THE FAI has said that it is fully supportive of Ireland Assistant Manager Liam Brady’s withering criticism of FIFA President Sepp Blatter, even as a spokesperson for the world football governing body has confirmed what everyone already knew to be the case – Ireland will not be taking part in the World Cup finals in South Africa next summer.

Responding to Blatter’s jocular presentation at a press conference on Monday of the FAI’s bid for an extra place for Ireland at the World Cup finals, Brady yesterday described the man commonly regarded as the most powerful figure in world football as “a bit of a loose cannon” and “an embarrassment to FIFA”.

During the course of a meeting with the FIFA President in Zurich last Friday, an FAI delegation led by Chief Executive John Delaney had asked for a 33rd place at the World Cup finals to be considered in the light of the hugely controversial nature of Ireland’s play-off defeat to France.

However, Brady yesterday insisted –and the FAI have confirmed his view – that the question was designed to draw a response from FIFA on the circumstances surrounding the ‘Hand Of Gaul’ goal which has convulsed football rather than as a proposition which might actually result in Ireland being admitted to the finals in South Africa next summer.

Said Brady: “I think when we asked for that we knew there was very little chance of that happening.

“We asked because we wanted to have them respond in a measured way, and see what they had to say.

“After all Mr Blatter was responsible for the (match) official.

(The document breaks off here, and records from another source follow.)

PR #1277, opened 2017-01-31
feat(datepicker): keep day/month when adding/removing month/year in ngb-calendar

divdavem:
This pull request contains a change I am suggesting: I think `calendar.getNext()`/`calendar.getPrev()` with the period parameter set as `'m'`/`'y'` should not automatically return the first day of the month / the first day of the year.
I think the day in the month and the month in the year of the input date should be kept as much as possible in the returned value. In case the destination month is is not long enough to contain a day with the same number, the last day of the month should be used.

For example:
`calendar.getNext(new NgbDate(2016, 7, 22), 'm'))`
previously returned: `new NgbDate(2016, 8, 1))`
with this PR, it returns: `new NgbDate(2016, 8, 22))`

`calendar.getNext(new NgbDate(2016, 7, 22), 'y'))`
previously returned: `new NgbDate(2017, 1, 1))`
with this PR, it returns: `new NgbDate(2017, 7, 22))`

`calendar.getNext(new NgbDate(2016, 1, 30), 'm'))`
previously returned: `new NgbDate(2016, 2, 1))`
with this PR, it returns: `new NgbDate(2016, 2, 29))`
 (because 2016-02-30 is not a valid date)

Especially, I think this feature is useful for #1273 when pressing page up/page down to change the month or shift+page up/shift+page down to change the year.

@maxokorokov: What do you think?

### DIFF
--- a/src/datepicker/ngb-calendar.spec.ts
+++ b/src/datepicker/ngb-calendar.spec.ts
@@ -44,25 +44,41 @@ describe('ngb-calendar-gregorian', () => {
   });
 
   it('should add months to date', () => {
-    expect(calendar.getNext(new NgbDate(2016, 7, 22), 'm')).toEqual(new NgbDate(2016, 8, 1));
+    expect(calendar.getNext(new NgbDate(2016, 7, 22), 'm')).toEqual(new NgbDate(2016, 8, 22));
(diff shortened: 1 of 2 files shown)


pkozlowski-opensource:
@maxokorokov @divdavem what is the status of this one? Is it still relevant?

maxokorokov:
This commit was cherrypicked and merged in #3355

PR #1281, opened 2017-02-01
feat(datepicker): add accessibility (work in progress)

divdavem:
This PR is built on top of #1273 
It adds ARIA attributes to make the `ngb-datepicker` usable with screen readers.

I checked with the latest version of [NVDA](https://www.nvaccess.org/) on the latest version of Chrome and it works.

**This is a work in progress**
Here is the remaining work to do:
- [ ] Add some tests
- [ ] Check on other combinations of browsers / screen readers


pkozlowski-opensource:
@divdavem what is the status of this one, especially given #2165?
cc @maxokorokov @ExFlo

maxokorokov:
Will close this one as @ExFlo used it as a starting point. Thanks!

PR #1283, opened 2017-02-01
fix(time picker): Inputs too narrow for values

jpwiddy:
Widened the inputs to `size=“3”` because at 2 they were too narrow for
the minutes placeholder `MM` as well as some digit values.

Tested on my local machine after changes were made. Please see
screenshots ~

Current:
screen shot 2017-02-01 at 4 20 15 pm

New:
screen shot 2017-02-01 at 4 21 05 pm

### DIFF
--- a/src/timepicker/timepicker.ts
+++ b/src/timepicker/timepicker.ts
@@ -86,20 +86,20 @@ const NGB_TIMEPICKER_VALUE_ACCESSOR = {
         </tr>
         <tr>
           <td>
-            <input type="text" class="form-control" [ngClass]="setFormControlSize()" maxlength="2" size="2" placeholder="HH"
+            <input type="text" class="form-control" [ngClass]="setFormControlSize()" maxlength="2" size="3" placeholder="HH"
               [value]="formatHour(model?.hour)" (change)="updateHour($event.target.value)"
               [readonly]="readonlyInputs" [disabled]="disabled">
           </td>
           <td>&nbsp;:&nbsp;</td>
           <td>
-            <input type="text" class="form-control" [ngClass]="setFormControlSize()" maxlength="2" size="2" placeholder="MM"
+            <input type="text" class="form-control" [ngClass]="setFormControlSize()" maxlength="2" size="3" placeholder="MM"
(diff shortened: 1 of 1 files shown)


pkozlowski-opensource:
@jpwiddy what is the setup (browser, OS, screen resolution) on which you are testing? I'm not seeing the problem on my end (Ubuntu, FFox / Chrome) - see the screenshot
timepicker_size
.

jpwiddy:
@pkozlowski-opensource  I'm using an HD 1920x1080 monitor, Chrome, and OSX. Thinking it's a browser issue?

pkozlowski-opensource:
> Thinking it's a browser issue?

Not sure. Let me test on more devices / OS combinations when I'm back at home.

lazarljubenovic:
From [MDN on input's `size` attribute](https://developer.mozilla.org/en/docs/Web/HTML/Element/input#attr-size):

> HTML5 simply states "the user agent should ensure that at least that many characters are visible", but different characters can have different widths in certain fonts. In some browsers, a certain string with x characters will not be entirely visible even if size is defined to at least x.

Here's a somewhat extreme example using **Linux Biolinum Keyboard O** font with the inputs (changed through dev tools, not tested).

image

I guess it gets stretched too far because font is [known for having some large glyphs](https://i.stack.imgur.com/wawu7.png). So the browser has to leave enough space even for space (ba-dum).

I have no idea _how_ the browser calculates this space, though. My guess is that it reads some data given by the font itself, but I'm surprised that Mac's default browser font has this kind of obvious issue.

wesleycho:
I would avoid `em` or `rem` since if the end user is using the opposite one, that probably will break styles.

@pkozlowski-opensource thoughts? This looks to be a pretty innocuous change to me.

lazarljubenovic:
But using pixels would break it for everyone who tries to change the font size, right?
This is use-case for `em`, I believe: It should scale along with the font-size given to the element itself.

pkozlowski-opensource:
We've merged another fix that doesn't keeps width at `2`, see: #2460
Thnx for the PR, though, we appreciate all help!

“He didn’t say anything about the appalling mistake the official made to miss a blatant handball.

“I think my country deserves more recognition from Blatter.”

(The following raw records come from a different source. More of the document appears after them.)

PR #1294, opened 2017-02-06
feat(pagination): Added aria label input for accessibility

thbt:

### DIFF
--- a/demo/src/app/components/pagination/demos/basic/pagination-basic.html
+++ b/demo/src/app/components/pagination/demos/basic/pagination-basic.html
@@ -1,5 +1,5 @@
 <div>Default pagination</div>
-<ngb-pagination [collectionSize]="70" [(page)]="page"></ngb-pagination>
+<ngb-pagination [collectionSize]="70" [(page)]="page" aria-label="Default pagination"></ngb-pagination>
 
 <div>directionLinks = false</div>
 <ngb-pagination [collectionSize]="70" [(page)]="page" [directionLinks]="false"></ngb-pagination>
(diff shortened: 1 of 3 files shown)


src/pagination/pagination-config.ts
```diff
@@ -15,4 +15,5 @@ export class NgbPaginationConfig {
   pageSize = 10;
   rotate = false;
   size: 'sm' | 'lg';
+  ariaLabel: string = 'Page navigation';
```
maxokorokov: no need in `:string` type

thbt:
Thanks for the review!
1. Makes sense, I removed it from all demo except config.
2. It might not change a lot for the screen readers, but we wouldn't be in line with bootstrap markup anymore if we applied the attribute on the host instead of the inner `<nav>`.

pkozlowski-opensource:
> Maybe I'm talking nonsense, but can't we simply stick [attr.aria-label] on the host element by the way, not on the inner <nav>. They won't read it properly?

@maxokorokov has a point and tbh I would go even a step further - if we would to simply forward a proerty binding to an attribute on a host... why do we need to do things at all? I mean, why not show people to simply use `<ngb-pagination aria-label="...">`?

Could we test it with screen readers and check of we need to do anything here at all?

pkozlowski-opensource:
I've just checked with ChromeVox and it seems like sticking `aria-label` on `<ngb-pagination>` has no effect... So we need to introduce a new input. Was just wondering if we can have it as `aria-label` instead of `ariaLabel` (probably not, but worth trying)?

Other thing: this PR doesn't add `<span class="sr-only">(current)</span></a>` for an active item as done in http://v4-alpha.getbootstrap.com/components/pagination/#disabled-and-active-states - should be added as part of the accessibility work for pagination.

pkozlowski-opensource:
@thbt could you please add support for the `<span class="sr-only">(current)</span>` to this PR as commented above? Ref: http://v4-alpha.getbootstrap.com/components/pagination/#disabled-and-active-states

You might also find this article useful: http://www.a11ymatters.com/pattern/pagination/

pkozlowski-opensource:
LGTM. Let's wait for the TravisCI build and if it is green I'm going to merge this one. Thnx!

PR #1299, opened 2017-02-07
docs(buttons): Add demo of using button group with Reactive forms

### LINKED ISSUE #869: Document how to use NgButtonGroup with ReactiveFormsModule
The documentation of the buttons ( **https://ng-bootstrap.github.io/#/components/buttons** ) shows how to use the radio button group with ngModel; however, Reactive Forms are quite common in Angular 2, in this case the formControlName directive is used instead of the ngModel one. The issue is that it is not clear how to set the "active" status of the buttons when using the formControlName directive.
Could you please provide an example?

dmytroyarmak:
Fix #869


pkozlowski-opensource:
Merged, thnx!

PR #1306, opened 2017-02-09
fix(rating): prevent rateChange to be fired when element is pristine

### LINKED ISSUE #1282: rateChange fires on ngbRating when element is pristine
### Bug description:
when you using the rating the rateChange event fires when the element is still pristime

[link](http://plnkr.co/edit/6SvNvxza3opm1PL8STeq?p=preview)

Angular: 2.4.5
ng-bootstrap: latest
Bootstrap: 4.0.0-alpha.6

fbasso:
Close #1282

### DIFF
--- a/src/rating/rating.spec.ts
+++ b/src/rating/rating.spec.ts
@@ -85,6 +85,33 @@ describe('ngb-rating', () => {
     expect(stars.length).toBe(3);
   });
 
+  it('handles the change event', fakeAsync(() => {
+       const fixture =
+           createTestComponent('<ngb-rating [(rate)]="currentRate" (rateChange)="onRateChange($event)"></ngb-rating>');
+       const el = fixture.debugElement;
+       const rating = el.query(By.directive(NgbRating)).children[0];
+
+       spyOn(fixture.componentInstance, 'onRateChange');
+
+       tick();
+
+       expect(fixture.componentInstance.onRateChange).not.toHaveBeenCalled();
+
+       // enter 2 -> 2/5, rate = 3
+       getDbgStar(el, 2).triggerEventHandler('mouseenter', {});
+       fixture.detectChanges();
+       tick();
+
+       expect(fixture.componentInstance.onRateChange).not.toHaveBeenCalled();
+
+       getStar(el.nativeElement, 2).click();
+       fixture.detectChanges();
+       tick();
+
+       expect(fixture.componentInstance.onRateChange).toHaveBeenCalled();
+
+     }));
+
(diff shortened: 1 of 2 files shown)


src/rating/rating.spec.ts
```diff
@@ -85,6 +85,33 @@ describe('ngb-rating', () => {
     expect(stars.length).toBe(3);
   });
 
+  it('handles the change event', fakeAsync(() => {
+       const fixture =
+           createTestComponent('<ngb-rating [(rate)]="currentRate" (rateChange)="onRateChange($event)"></ngb-rating>');
```
pkozlowski-opensource: `[(rate)]="currentRate"` is a shortcut for `[rate]="currentRate" (rateChange)="currentRate = $event"`. As such I don't think that we want to have 2 `rateChange` event handlers in this test.

More generally, IMO the simplest possible test for the issue we are trying to solve here could be:

```typescript
  it('should now fire change event initially',  fakeAsync(() => {
    const fixture = createTestComponent('<ngb-rating [rate]="3" (rateChange)="changed = true"></ngb-rating>');
    tick();
    expect(fixture.componentInstance.changed).toBeFalsy();
  }));
```

pkozlowski-opensource:
@fbasso thnx for the PR - I left one comment about a test but it actually took me long time to understand the logic of the current rating control and the fix. When I finally got what is going on I think that we could a simpler fix.

Your solution fixes the issue and does so in little code change which is good. But at the same time it introduces new state variable (`_initDone`) which is one more thing to worry about in the future.

After going through the code of the rating directive I think that the main issue is that we are using the `rate` variable to hold _both_ "current" state and "next" state (potential one, based on mouseover). This means that we can't use `rate` to do easy comparisons (since it can mean 2 different things at different times).

Given all the above I would like to propose a refactoring where we introduce explicit state for hovered value and don't change `rate` till the selection is done. This means that we can reliably use `rate` in change comparisons. I've got an alternative PR that fixes #1282 as well but without introducing new state (no need for `_initDone`). I believe that the proposed alternative is slightly simpler as it doesn't require new state and just refactors the existing code instead of introducing new code.

I've just opened #1357 with an alternative implementation - please have a look and let me know what you think and which one you would prefer to be merged.

fbasso:
@pkozlowski-opensource Agree. I focused only on the issue but it's right that using the rate attribute for both current value and mouse over create a mess. The code you proposed render the rate component easier to understand (and fix this issue at the same time).

So let's go for your changes !

PR #1310, opened 2017-02-10
added addional modal size supported by Bootstrap

squadwuschel:
added the 'md' modal size supported by Bootstrap

 - [x] added/updated any applicable tests. => not tests found for size check
 - [] added/updated any applicable API documentation. => can't find where you add it to the documentation
 - [] added/updated any applicable demos. => there are no size demos

### DIFF
--- a/src/modal/modal.ts
+++ b/src/modal/modal.ts
@@ -21,7 +21,7 @@ export interface NgbModalOptions {
   /**
    * Size of a new modal window.
    */
-  size?: 'sm' | 'lg' | 'md';
+  size?: 'sm' | 'md' | 'lg';
 
   /**
    * Custom class to append to the modal window
--- a/src/modal/modal.ts
+++ b/src/modal/modal.ts
@@ -21,7 +21,7 @@ export interface NgbModalOptions {
   /**
    * Size of a new modal window.
    */
-  size?: 'sm' | 'lg';
+  size?: 'sm' | 'lg' | 'md';
 
   /**
    * Custom class to append to the modal window


src/modal/modal.ts
```diff
@@ -21,7 +21,7 @@ export interface NgbModalOptions {
   /**
    * Size of a new modal window.
    */
-  size?: 'sm' | 'lg';
+  size?: 'sm' | 'lg' | 'md';
```
jnizet: It doesn't matter technically, but I would find it clearer in the documentation if the sizes were sorted: 

    'sm' | 'md' | 'lg'

But most importantly, I don't see the 'md' size documented anywhere in bootstrap. [The documentation](https://v4-alpha.getbootstrap.com/components/modal/#optional-sizes) says:

> Modals have two optional sizes, available via modifier classes to be placed on a .modal-dialog

Does the md size really exist?

squadwuschel: yes when you look in the _variabled.scss there is the size defined

squadwuschel: https://github.com/twbs/bootstrap/blob/v4-dev/scss/_variables.scss#L795

jnizet: The size exists in the variables, but if I understand correctly, it isn't supposed to be used in the markup. The generated CSS is

```
@media (min-width: 576px) {
  .modal-dialog {
    max-width: 500px;
    margin: 30px auto;
  }
  .modal-sm {
    max-width: 300px;
  }
}

@media (min-width: 992px) {
  .modal-lg {
    max-width: 800px;
  }
}
```

IMHO the correct way to have the "normal" md size is to avoid specifying the size in the NgbModalOptions. Specifying an 'md' size would be equivalent in not specifying the size, in terms of the size of the rendered modal, but it would add a useless `.modal-md` CSS class to the markup.

I understand that it could be more convenient to specify an alternate size rather than not specifying it at all (or passing null or undefined), but adding a useless CSS class that isn't defined by bootstrap doesn't look right to me.

@pkozlowski-opensource what do you think?

squadwuschel: whats the best way to tell someone that there is a "third" size aviable, I would prefer to see the size in the definition, then its "clear" that there is a third size.

alex321: I also agree with **jnizet** that adding "md" is unnecessary. It's how everything works in general. Eg. all controls have a default size but you can add "lg" or "sm" classes. However, there is no "md" setting as logically that is the default.

squadwuschel: then it would be goot if you could extend the api to tell that the default value is not "sm" or "lg" that the default value is "md"

pkozlowski-opensource:
@squadwuschel thnx for the PR but I'm with @jnizet on this one - Bootstrap 4 doesn't have the `md` size but rather have a default size when none is specified. This is exactly how our API is shaped and IMO it should stay this way. Based on this we will pass on this PR. But hey, even if this PR is not merged we _do_ appreciate all contributions!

The former Ireland midfielder was dismayed at the way in which Blatter made the FAI appeal public at a press conference, prompting laughter from his audience with which the FIFA President then joined in.

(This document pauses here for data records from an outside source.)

PR #1321, opened 2017-02-17
feat(typeahead) : accessibility support

thbt:
Fixes focus management and speech when using a screen reader

### DIFF
--- a/src/typeahead/typeahead-window.ts
+++ b/src/typeahead/typeahead-window.ts
@@ -20,14 +20,14 @@ export interface ResultTemplateContext {
 @Component({
   selector: 'ngb-typeahead-window',
   exportAs: 'ngbTypeaheadWindow',
-  host: {'class': 'dropdown-menu', 'style': 'display: block', 'role': 'listbox'},
+  host: {'class': 'dropdown-menu', 'style': 'display: block', 'role': 'listbox', '[id]': 'id'},
   template: `
     <template #rt let-result="result" let-term="term" let-formatter="formatter">
       <ngb-highlight [result]="formatter(result)" [term]="term"></ngb-highlight>
     </template>
     <template ngFor [ngForOf]="results" let-result let-idx="index">
       <button type="button" class="dropdown-item" role="option"
-        [attr.id]="id + '-' + idx"
+        [id]="id + '-' + idx"
         [class.active]="idx === activeIdx"
         (mouseenter)="markActive(idx)"
         (click)="select(result)">
@@ -44,7 +44,7 @@ export class NgbTypeaheadWindow implements OnInit {
    *  An optional id for the typeahead. The id should be unique.
    *  If not provided, it will be auto-generated.
    */
-  @HostBinding('attr.id') @Input() id: string = undefined;
+  @Input() id: string;
 
   /**
    * Flag indicating if the first row should be active initially
@@ -83,7 +83,7 @@ export class NgbTypeaheadWindow implements OnInit {
 
   markActive(activeIdx: number) {
     this.activeIdx = activeIdx;
-    this.activeChangedEvent.emit(this.id + '-' + this.activeIdx);
+    this._activeChanged();
   }
 
   next() {
@@ -92,7 +92,7 @@ export class NgbTypeaheadWindow implements OnInit {
     } else {
       this.activeIdx++;
     }
-    this.activeChangedEvent.emit(this.id + '-' + this.activeIdx);
+    this._activeChanged();
   }
 
   prev() {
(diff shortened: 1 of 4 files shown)


src/typeahead/typeahead-window.ts
```diff
@@ -39,6 +41,12 @@ export class NgbTypeaheadWindow implements OnInit {
   activeIdx = 0;
 
   /**
+   *  An optional id for the typeahead. The id should be unique.
+   *  If not provided, it will be auto-generated.
+   */
+  @HostBinding('attr.id') @Input() id: string = undefined;
```
pkozlowski-opensource: Could you please use 'host' instead of `@HostBinding` so all the host bindings are in one place only?

src/typeahead/typeahead-window.ts
```diff
@@ -20,16 +20,18 @@ export interface ResultTemplateContext {
...
+  host: {'class': 'dropdown-menu', 'style': 'display: block', 'role': 'listbox'},
   template: `
     <template #rt let-result="result" let-term="term" let-formatter="formatter">
       <ngb-highlight [result]="formatter(result)" [term]="term"></ngb-highlight>
     </template>
     <template ngFor [ngForOf]="results" let-result let-idx="index">
-      <button type="button" class="dropdown-item" [class.active]="idx === activeIdx" 
-        (mouseenter)="markActive(idx)" 
+      <button type="button" class="dropdown-item" role="option"
+        [attr.id]="id + '-' + idx"
```
pkozlowski-opensource: I think that you can use `[id]="..."` instead of `[attr.id]` as buttons should have the `id` property.

src/typeahead/typeahead-window.ts
pkozlowski-opensource: There is no need for ` = undefined` - it is initialized like this by default.

src/typeahead/typeahead-window.ts
```diff
@@ -69,16 +77,22 @@ export class NgbTypeaheadWindow implements OnInit {
...
+    this.activeChangedEvent.emit(this.id + '-' + this.activeIdx);
+  }
 
   next() {
     if (this.activeIdx === this.results.length - 1) {
       this.activeIdx = this.focusFirst ? (this.activeIdx + 1) % this.results.length : -1;
     } else {
       this.activeIdx++;
     }
+    this.activeChangedEvent.emit(this.id + '-' + this.activeIdx);
```
pkozlowski-opensource: You've got this `this.activeChangedEvent.emit(this.id + '-' + this.activeIdx)` logic repeated in several places, would be good to extract it. Also, shouldn't `-1` by handled as a special case?

src/typeahead/typeahead-window.ts
pkozlowski-opensource: Also the comment seems to be invalid as we are not auto-generating id when one is not provided.

src/typeahead/typeahead.ts
```diff
@@ -124,6 +129,10 @@ export class NgbTypeahead implements ControlValueAccessor,
    */
   @Output() selectItem = new EventEmitter<NgbTypeaheadSelectItemEvent>();
 
+  @HostBinding('attr.aria-activedescendant') activeDescendant: string = undefined;
```
pkozlowski-opensource: `activeDescendant: string` is enough, no need for ` = undefined`

src/typeahead/typeahead.ts
```diff
@@ -124,6 +129,10 @@ export class NgbTypeahead implements ControlValueAccessor,
...
+  @HostBinding('attr.aria-owns') popupId: string = `ngb-typeahead-${nextId++}`;
```
pkozlowski-opensource: Please use `host` instead of `@HostBinding`

pkozlowski-opensource: No need for type (`: string`) as TS will infer it

src/typeahead/typeahead.ts
```diff
@@ -124,6 +129,10 @@ export class NgbTypeahead implements ControlValueAccessor,
...
+  @HostBinding('attr.aria-expanded') isOpen: boolean = false;
```
pkozlowski-opensource: No need for type (`: boolean`) as TS will infer it

pkozlowski-opensource:
@thbt thnx for the PR - I did the first pass on it and left some comments. Please address those and then I will have another look. Thnx!

src/typeahead/typeahead-window.ts
thbt: The `id` is actually generated in the typeahead.ts file and set when the popup is opened (see `_openPopup` method).
It's actually kinda hackish but I don't know how else I can set the `id` of the popup. If I generate it in the typeahead-window.ts file, a new `id` will be generated each time the popup is opened (since a new instance is created each time)

I applied your other comments.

“I’m afraid Mr Blatter is a law unto himself,” Brady continued. “I thought it was very disrespectful how he presented this fact. He ignored most of the controversial things that went on that evening.

“He never had anything to say about that at all, like (Thierry) Henry’s behaviour after scoring the goal and how that stands within his campaign to have fair play within the game. Henry celebrates as if he’s done nothing wrong. Is that fair play?

“Hardly. But Mr Blatter chose to talk about the request to be considered as the 33rd team.”

Brady added: “People will be watching Mr Blatter closely and his decisions closely from now on.

“Of course England will have a lot to do with it because they’re trying to get the World Cup in 2018 and Mr Blatter will have a big say.”

Brady’s future as assistant to Giovanni Trapattoni has still to be confirmed, with word awaited on whether his employers at Arsenal are willing to allow him to extend his Irish contract to cover the forthcoming European Championship campaign.

Meanwhile, although the Irish proposal for a 33rd place is due to be one of the issues discussed at FIFA’s emergency meeting of its Executive Committee in Cape Town today, the organisation’s General Secretary has already extinguished any lingering hopes there might have been of an 11th hour World Cup reprieve for Trapattoni’s team.

Said Jerome Valcke yesterday: “I wouldn’t say it’s a nonsense but it is impossible.

“There’s no hope to give that there will be any more than 32 teams at the World Cup in South Africa.”

Valcke claimed that Blatter had already told the FAI very clearly they had no chance of success. Valcke added that there would be too many organisational problems to overcome and that other teams who felt penalised by wrong refereeing decisions could also come forward and make similar claims.

“We had 853 qualifying matches,” he said. “It’s sad that we are talking about just one game.”

The FAI will not be in attendance at today’s meeting in Cape Town but it’s understood that they expect to hear directly from FIFA after the Executive Committee has concluded its deliberations on the fall-out from the World Cup play-offs and other more wide-ranging issues of alleged corruption in the sport.